If 5x +4y and 4x +3y =5
15x +12y =18
16x +12y = 20
31x/31= 38/31
x= 1 7/31
20x +16y =24
20x +15y = 5
31/y/31 = 29/31
y=29/31
x +y = 1 7/31 + 29/31
2 5/31
No, both the x and y values are incorrect.
Notice in your elimination method, you forgot to multiply one of the equations by -1 so that when added will cancel the variable y. This one:
15x + 12y = 18
16x + 12y = 20
should be:
15x + 12y = 18
-16x - 12y = -20
so that when added, it becomes:
-x = -2
x = 2
Now, try solving y.
Hope this helps~ `u`
You apparently multiplied the first equation by 3 and the 2nd by 4.
Your first should have been
15x + 12y = 15 and then
16x + 12y = 20
subtract them
x = 5
back into the first:
5x+4y=5
25+4y=5
4y = -20
y = -5
your line of 31x/31= 38/31
makes no sense.
Looks like you added the two equations, one of which was wrong, but subracted the y's
Jai's answer is the correct one for what I think your problem actually was.
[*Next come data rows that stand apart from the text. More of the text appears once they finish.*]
Issue #524, opened 2015-11-13
add text file based configuration of app launches


devoncarew:
- [ ] persist created launch configurations in text files in the project
- [ ] make those files discoverable and easily user editable
- [ ] use the info in there when we next launch the same app

Issue #513, opened 2015-11-11
How do I run a Flutter app with checked mode / not checked mode?


sethladd:
I'm using Cmd-R which is great, but I don't know if checked mode is on or off, and I don't know how to configure it for a run.

Thanks for your help!

devoncarew:
We need to add support for this; this'll come as part of the work to have a UI to configure launch configurations.

sethladd:
If that UI is a long ways away, maybe a new keyboard shortcut? Cmd-Option-R ?

Issue #359, opened 2015-09-25
launch improvements


devoncarew:
Launch, version 2:
- [x] general launch framework, determine the right launch type handler to use for a given starting resource
- [x] launch type handler for CLI apps
- [x] for Flutter launch type, re-cycle the current terminal UI if possible
- [x] remove the Flutter specific text from the flutter launch commands; make them general launch commands
- [x] remember launch configurations
- [x] on ambiguity, run the last launch configuration for a project
- [x] show a UI for configuring a launch config
- [x] show a UI for selecting one of several possible launch configurations

devoncarew:
https://github.com/dart-atom/dartlang/pull/376

PR #531, opened 2015-11-17
Yaml config

devoncarew:
Store launch config information in yaml files. 

```
path: tool/test.dart
type: cli

cli:
  args: one two three
  checked: true
  debug: true
```


devoncarew:
fix https://github.com/dart-atom/dartlang/issues/524, fix https://github.com/dart-atom/dartlang/issues/513, fox https://github.com/dart-atom/dartlang/issues/359,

X = 2 and Y = (-1).
When you wrote out the question originally, you or your Grandma didn't complete the first equation (should have been 5x + 4y = 6 (forgot the " = 6" part)) which made it kind of confusing, as if both equations = 5.
If you DID mean to say that both of the original equations = 5, then what Anonymous wrote is correct.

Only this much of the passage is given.